Sommario
L’agenzia CISA (Cybersecurity and Infrastructure Security Agency) ha recentemente ampliato il suo Known Exploited Vulnerabilities Catalog con l’aggiunta di tre nuove vulnerabilità critiche. Queste vulnerabilità, attivamente sfruttate, comprendono falle in prodotti Fortinet e Ivanti, con conseguenze potenzialmente devastanti per le reti governative e aziendali. Parallelamente, Palo Alto Networks ha emesso un avviso per alcune vulnerabilità che riguardano i suoi firewall, le quali potrebbero essere sfruttate per ottenere il controllo completo dei dispositivi.
Vulnerabilità in Fortinet e Ivanti: attacchi attivi in corso
CISA ha inserito nel catalogo delle vulnerabilità note le seguenti falle:
- CVE-2024-23113: Vulnerabilità di format string nei prodotti Fortinet. Questo problema riguarda FortiOS, FortiPAM, FortiProxy e FortiWeb. La falla risiede nel daemon fgfmd che gestisce le richieste di autenticazione. Se sfruttata, consente a un attaccante non autenticato di eseguire codice arbitrario sui dispositivi non aggiornati. Questo tipo di attacco è a bassa complessità e non richiede l’interazione dell’utente. Fortinet ha rilasciato una patch a febbraio, raccomandando la rimozione dell’accesso al daemon fgfmd come misura di mitigazione. Tuttavia, resta necessaria una protezione attiva per impedire l’accesso da indirizzi IP non autorizzati.
- CVE-2024-9379 e CVE-2024-9380: Due vulnerabilità riguardano l’Ivanti Cloud Services Appliance (CSA), tra cui una vulnerabilità di SQL injection e un’altra di OS command injection. Queste vulnerabilità rappresentano una minaccia significativa per le infrastrutture critiche, permettendo agli attaccanti di eseguire comandi non autorizzati e accedere ai dati sensibili.
Le agenzie federali degli Stati Uniti sono obbligate a correggere queste vulnerabilità entro il 30 ottobre 2024, come stabilito dalla direttiva BOD 22-01. Sebbene le direttive riguardino specificamente le agenzie governative, CISA raccomanda a tutte le organizzazioni di adottare misure di protezione simili.

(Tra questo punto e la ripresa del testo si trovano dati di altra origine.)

PR #638, opened 2023-03-12
Test/prepare tests for mainnet

mirceahasegan:
# Context
Review and configure tests to be ran on Mainnet

# Proposed Solution
1. `yarn test:mainnet-real-ada` picks only the tests suitable for a network with real ada
2. Added a `KEY_MANAGEMENT_PARAMS_PEER` env to be used in tests with two wallets.
3. Added `MINT_POLICY_SIGNER_MNEMONICS1` and `...2` to be used for minting tests to avoid losing the keys previously generated randomly in tests.
4. Added burn tokens step to cleanup after minting tests.
 
### DIFF
--- a/packages/e2e/jest.config.js
+++ b/packages/e2e/jest.config.js
@@ -1,9 +1,13 @@
-const project = (displayName) => ({
-  displayName,
+const commonProjectProps = {
   preset: 'ts-jest',
   setupFiles: ['dotenv/config'],
-  testMatch: [`<rootDir>/test/${displayName}/**/*.test.ts`],
   transform: { '^.+\\.test.ts?$': 'ts-jest' }
+};
+
+const project = (displayName) => ({
+  displayName,
+  testMatch: [`<rootDir>/test/${displayName}/**/*.test.ts`],
+  ...commonProjectProps
 });
 
 // jest tests suitable to run in an environment with real ADA (not tADA)
@@ -25,17 +29,19 @@ module.exports = {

Palo Alto Networks e le vulnerabilità nei firewall
Palo Alto Networks ha lanciato un avvertimento riguardo a diverse vulnerabilità critiche presenti nella sua soluzione Expedition, utilizzata per la migrazione delle configurazioni dei firewall. Queste falle possono essere combinate per ottenere l’accesso ai dati sensibili, tra cui le credenziali degli utenti e le configurazioni dei dispositivi:
- CVE-2024-5910 e CVE-2024-9464: Una combinazione di vulnerabilità di command injection e mancanza di autenticazione che consente agli attaccanti di eseguire comandi non autorizzati su server Expedition vulnerabili. Un ricercatore di Horizon3.ai ha rilasciato un proof-of-concept che dimostra come queste falle possano essere sfruttate insieme per ottenere l’accesso completo.
Nonostante non vi siano ancora prove di sfruttamento attivo di queste vulnerabilità, Palo Alto Networks consiglia un aggiornamento immediato a Expedition 1.2.96 o versioni successive. Gli amministratori sono invitati a limitare l’accesso di rete a Expedition e a ruotare le credenziali di tutti gli account coinvolti dopo l’aggiornamento.
- CVE-2024-9463 (unauthenticated command injection vulnerability)
- CVE-2024-9464 (authenticated command injection vulnerability)
- CVE-2024-9465 (unauthenticated SQL injection vulnerability)
- CVE-2024-9466 (cleartext credentials stored in logs)
- CVE-2024-9467 (unauthenticated reflected XSS vulnerability)
Implicazioni e azioni consigliate
Le vulnerabilità trattate da CISA e Palo Alto Networks sottolineano l’urgenza di adottare strategie di sicurezza proattive. La corretta gestione delle vulnerabilità è essenziale per ridurre i rischi associati agli attacchi informatici, specialmente in un contesto di minacce sempre più sofisticate. Le aziende che utilizzano i prodotti Fortinet, Ivanti e Palo Alto Networks dovrebbero verificare la presenza di aggiornamenti e applicarli tempestivamente, oltre a considerare ulteriori misure di mitigazione per ridurre l’esposizione a potenziali attacchi.